Entering Transnistria is trickier...

You need to fill out a customs form, either at the "border" (a buffer zone
which includes Russian "peacekeepers") or in advance if you know someone who
has a stack of empty forms.

Then you'll submit the customs form to the guards at the border and be
subjected to questioning and possibly a bribe demand. If you do everything
right, you'll be allowed to enter. A portion of the customs form will be
teared off, stamped, and given to you to hold.

(In my case, I was traveling with someone affiliated with the local football
(soccer) team. He convinced the border guards that I'm an American player
being tried out for the local team, which got us through the border with
relative ease.
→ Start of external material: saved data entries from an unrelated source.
PR #983, opened 2022-02-24
fix: time dimension improvements

HendrikThePendric:
Implements:
- [TECH-979](https://jira.dhis2.org/browse/TECH-979)
- A number of KFMT issues related to period/time dimensions

---

### Key features

1. Use names from metadata to set initially selected period items ([TECH-979](https://jira.dhis2.org/browse/TECH-979))
2. Tweak default time dimension selection, see [Slack thread](https://dhis2.slack.com/archives/G3TL0J145/p1645628057636699)
3. Clear time dimensions from layout when switching Input / program, see [Slack thread](https://dhis2.slack.com/archives/D9N90FGCQ/p1645613457823179)

---

### Description

Below some details about the key features:
1. Since the backend is now including the names of the period dimension items in the `metadata.items` in the analytics response, it is now possible to start using these names for the intitially selected period dimensions.
2. The changes to the default time selection caused one test to break because in one of the tests it was enabling one extra time dimension. I have adjusted the expected values in the test, because I believe the following is correct, could you please confirm @janhenrikoverland?
    ```js
    {
        // inputType, program and stage args for getEnabledTimeDimensionIds
        inputType: OUTPUT_TYPE_ENROLLMENT,
        program: {
            programType: PROGRAM_TYPE_WITH_REGISTRATION,
            displayIncidentDate: true,
        },
        stage: {
            id: '1',
            hideDueDate: false,
        },
        // expected enabled dimensions
        expected: [
            DIMENSION_TYPE_EVENT_DATE, // NEW ADDITION IN THIS PR
            DIMENSION_TYPE_ENROLLMENT_DATE,
            DIMENSION_TYPE_INCIDENT_DATE,
            DIMENSION_TYPE_LAST_UPDATED,
        ],
    },
    ```
3. At first we were simply clearing all the time dimensions when the input or program changed or was cleared. However, I discussed with @janhenrikoverland that it would also be possible to keep some of the time dimensions in place. This seemed like a good idea so that's what I've implemented now: the time dimensions that are going to get disabled are getting removed and the other ones are kept in place. We couldn't think of any situations where this would be problematic, but could have overlooked something, so please pay extra attention to that part when reviewing.

---

### Screenshots

*Names from metadata*
Screenshot 2022-02-24 at 09 56 27
Screenshot 2022-02-24 at 09 56 15

*Default selection*
Screenshot 2022-02-24 at 09 54 53

### DIFF
--- a/src/actions/ui.js
+++ b/src/actions/ui.js
@@ -1,13 +1,11 @@
-import {
-    DIMENSION_TYPES_PROGRAM,
-    DIMENSION_TYPES_TIME,
-} from '../modules/dimensionTypes.js'
+import { DIMENSION_TYPES_PROGRAM } from '../modules/dimensionTypes.js'
 import {
     getDefaulTimeDimensionsMetadata,
     getDynamicTimeDimensionsMetadata,
     getProgramAsMetadata,
 } from '../modules/metadata.js'
 import { PROGRAM_TYPE_WITH_REGISTRATION } from '../modules/programTypes.js'
+import { getEnabledTimeDimensionIds } from '../modules/timeDimensions.js'
 import { OUTPUT_TYPE_EVENT } from '../modules/visualization.js'
 import { sGetMetadataById } from '../reducers/metadata.js'
 import { sGetRootOrgUnits } from '../reducers/settings.js'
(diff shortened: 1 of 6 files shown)


edoardo (approved):

janhenrikoverland:
@HendrikThePendric A comment on 2) in the description:

The combination of enrollment + tracker program should not enable "event date": https://jira.dhis2.org/secure/attachment/23247/23247_Screenshot+from+2021-11-26+11-53-11.png

HendrikThePendric:
> @HendrikThePendric A comment on 2) in the description. Event date should not be enabled for enrollment: https://jira.dhis2.org/secure/attachment/23247/23247_Screenshot+from+2021-11-26+11-53-11.png

Well spotted @janhenrikoverland, it turned out I made a silly copy-paste error which broke this test in the first place. Corrected in https://github.com/dhis2/event-reports-app/pull/983/commits/e67cbbdf14332e7883fd72bb908c453f5089243c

It helped that I was wearing aforementioned Adidas track pants
and have the physical build of a football player. It _did not_ help that I was
not told about this plan ahead of time, but thankfully they only questioned
him and not me.)

The clock is now ticking, because this stamp is only good for 24 hours. If you
intend to stay overnight (>24 hrs), you need to find the "Ministry of
Interior" and go through another round of questioning and paperwork (and
again, possible bribe demands) before receiving a multi-day stamp.

Oh, and this "Ministry of Interior" is actually just a police booth somewhere
deep inside in Tiraspol (the capitol), next to several abandoned factories,
crumbling homes, and roaming chickens. Good luck finding it.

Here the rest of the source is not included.